PR #447, opened 2020-12-11
Try harder to find __toplevel__ stdlibs in ExprSplitter

timholy:
Revise has to be able to analyze code in modules that are not in
the namespace. It turns out that differences between how discovery
works in interactive mode (which implicitly widens the Manifest to
include all the stdlibs) and test-mode (which does not) have caused
trouble for the discovery of toplevel modules for some time:
it turns out we've been constructing "shadow" modules of the same names
as these stdlibs. Some of the exclusions in Revise's `sigtest.jl` test
file reflect this.

This PR makes ExprSplitter try harder to find modules from
`Base.__toplevel__`. When we can't resolve the name in the manifest,
we also check `Base.loaded_modules` and see if we can find something with
that name.

This fixes a bug that just arose (but whose roots are old) for
Revise on nightly (https://github.com/timholy/Revise.jl/pull/489/checks?check_run_id=1537104080).

### DIFF
--- a/src/construct.jl
+++ b/src/construct.jl
@@ -483,7 +483,19 @@ function queuenext!(iter::ExprSplitter)
             newmod isa Module || throw(ErrorException("invalid redefinition of constant $(newname)"))
             mod = newmod
         else
-            if (id = Base.identify_package(mod, String(newname))) !== nothing && haskey(Base.loaded_modules, id)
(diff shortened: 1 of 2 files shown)


timholy:
There have not been any objections, so let's do this.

○ ○ ○ ○ ○

§ What you need to do: Extract each entry in full, exactly as given.

§ Written solution:
PR #447, opened 2020-12-11
Try harder to find __toplevel__ stdlibs in ExprSplitter

timholy:
Revise has to be able to analyze code in modules that are not in
the namespace. It turns out that differences between how discovery
works in interactive mode (which implicitly widens the Manifest to
include all the stdlibs) and test-mode (which does not) have caused
trouble for the discovery of toplevel modules for some time:
it turns out we've been constructing "shadow" modules of the same names
as these stdlibs. Some of the exclusions in Revise's `sigtest.jl` test
file reflect this.

This PR makes ExprSplitter try harder to find modules from
`Base.__toplevel__`. When we can't resolve the name in the manifest,
we also check `Base.loaded_modules` and see if we can find something with
that name.

This fixes a bug that just arose (but whose roots are old) for
Revise on nightly (https://github.com/timholy/Revise.jl/pull/489/checks?check_run_id=1537104080).

### DIFF
--- a/src/construct.jl
+++ b/src/construct.jl
@@ -483,7 +483,19 @@ function queuenext!(iter::ExprSplitter)
             newmod isa Module || throw(ErrorException("invalid redefinition of constant $(newname)"))
             mod = newmod
         else
-            if (id = Base.identify_package(mod, String(newname))) !== nothing && haskey(Base.loaded_modules, id)
(diff shortened: 1 of 2 files shown)


timholy:
There have not been any objections, so let's do this.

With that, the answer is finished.